# quick pics



## k7q (Mar 3, 2004)

heres a quick pic of my reds. i might shoot a feeding video later on in the day. which native should i feed them? the natives are probably 5" +


----------



## jahnke31 (Dec 4, 2003)

cool fish!!! love your p's!!!


----------



## Joga Bonito (Oct 30, 2004)

nice


----------



## GoJamieGo (Mar 18, 2005)

Nice reds... I would feed them the sunfish in the 2nd pic first. The pumpkinseed in the first pic is kinda cool. I used to have one a looooong time ago that looked better and had more color than a green terror.


----------



## Fresh2salt (Jul 16, 2004)

Nice fish


----------



## mashunter18 (Jan 2, 2004)

Cool man, that one pygo looks pretty dark


----------



## k7q (Mar 3, 2004)

thanks. i dont have lights for my tank. no money. wasted all of it on prom.

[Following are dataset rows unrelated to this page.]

PR #742, opened 2026-08-04
fix(web): img attributes sanitization

### LINKED ISSUE #741: [web] <img> tag attributes are ignored during HTML export
When exporting HTML, react-native-enriched-html ignores `` attributes such as the image link (src), width, and height. Only the bare `` tag gets exported.

Image

hejsztynx:
# Summary

- web's sanitization stripped `img`'s `height` and `weight` attributes when `sanitizationConfig.linkRegex` was defined, as those attributes were tested as URIs
- img placeholder now is displayed, even when no `src` is present in the `img` element
- added relevant regression tests
- updated the web example-app with a more practical `sanitizationConfig.linkRegex` #741 

## Test Plan

add some images in the input and push them to the `EnrichedText` - that will trigger sanitization. Everything should be at its place

## Compatibility

| OS      | Implemented |
| ------- | :---------: |
| iOS     |    ❌     |
| Android |    ❌     |
| Web     |    ✅     |

## Checklist

- [x] E2E tests are passing

### DIFF
--- a/apps/example-web/src/App.tsx
+++ b/apps/example-web/src/App.tsx
@@ -39,7 +39,7 @@ const LINK_REGEX =
   /^(?:enriched:\/\/\S+|(?:https?:\/\/)?(?:www\.)?swmansion\.com(?:\/\S*)?)$/i;
 
 const SANITIZATION_CONFIG = {
-  linkRegex: LINK_REGEX,
+  linkRegex: /^(?:enriched:\/\/\S+|https?:\/\/\S+)$/i,
 };
 
 function App() {
--- a/apps/example-web/src/App.tsx
+++ b/apps/example-web/src/App.tsx
@@ -39,7 +39,8 @@ const LINK_REGEX =
   /^(?:enriched:\/\/\S+|(?:https?:\/\/)?(?:www\.)?swmansion\.com(?:\/\S*)?)$/i;
 
 const SANITIZATION_CONFIG = {
-  linkRegex: /^(?:enriched:\/\/\S+|https?:\/\/\S+)$/i,
+  linkRegex:
+    /^(?:enriched:\/\/\S+|(?:https?:\/\/)?(?:www\.)?swmansion\.com(?:\/\S*)?|https?:\/\/\S+)$/i,
 };
 
 function App() {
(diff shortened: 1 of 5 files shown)


kacperzolkiewski:
Is this correct behaviour that href attribute is stripped from a tag?

https://github.com/user-attachments/assets/e60de648-408e-462b-b1ef-350cb316ed71

apps/example-web/src/components/TextRenderer.tsx
```diff
@@ -11,8 +11,7 @@ import {
 import { WEB_DEFAULT_HTML_STYLE } from '../defaultHtmlStyle';
 import { EnrichedTextActions } from './EnrichedTextActions';
 
-const LINK_REGEX =
-  /^(?:enriched:\/\/\S+|(?:https?:\/\/)?(?:www\.)?swmansion\.com(?:\/\S*)?)$/i;
+const LINK_REGEX = /^(?:enriched:\/\/\S+|https?:\/\/\S+)$/i;
```
exploIF: Why this change is needed?

apps/example-web/src/App.tsx
```diff
@@ -39,7 +39,7 @@ const LINK_REGEX =
   /^(?:enriched:\/\/\S+|(?:https?:\/\/)?(?:www\.)?swmansion\.com(?:\/\S*)?)$/i;
 
 const SANITIZATION_CONFIG = {
-  linkRegex: LINK_REGEX,
+  linkRegex: /^(?:enriched:\/\/\S+|https?:\/\/\S+)$/i,
```
exploIF: Same here

hejsztynx:
> Is this correct behaviour that href attribute is stripped from a tag?
> 
>  Screen.Recording.2026-08-04.at.13.15.42.mov

Good catch, now `sanitizationConfig.linkRegex` should be equivalent to the autolink detection `linkRegex` + any links with  `http` and `https` protocols, so `img`'s `src` are preserved

apps/example-web/src/components/TextRenderer.tsx
hejsztynx: the `sanitizationConfig.linkRegex` defines what URIs are preserved in the whole html, not only the `href` in the `<a>` tag, but also e.g. `src` in `img`, so we extend the sanitized URIs with `http` and `https` to keep those `img`s valid. The auto link detection is untouched, just the sanitization.

apps/example-web/src/App.tsx
hejsztynx: same as above

kacperzolkiewski (approved):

how do i upload a video? its quick time i think.


----------



## NegativeCamber (Nov 29, 2004)

nice reds.. about how big are they?


----------



## k7q (Mar 3, 2004)

around 6-8"


----------



## Death in #'s (Apr 29, 2003)

k7q said:


> thanks. i dont have lights for my tank. no money. wasted all of it on prom.
> 
> how do i upload a video? its quick time i think.
> [snapback]1036562[/snapback]​


go on putfile.com and post the link


----------



## Piranha_man (Jan 29, 2005)

Good, healthy lookin' fish.


----------



## k7q (Mar 3, 2004)

http://www.putfile.com/media.php?n=P10100011231&width=320

its bad quality and i dont kno how to edit it. let me know if it works


----------



## spec-v (Feb 27, 2005)

It works alot of reflection though thanks for sharing


----------



## nswhite (Mar 23, 2005)

nice pics


----------



## remyo (Aug 26, 2004)

your fish llo great !!! nice colors


----------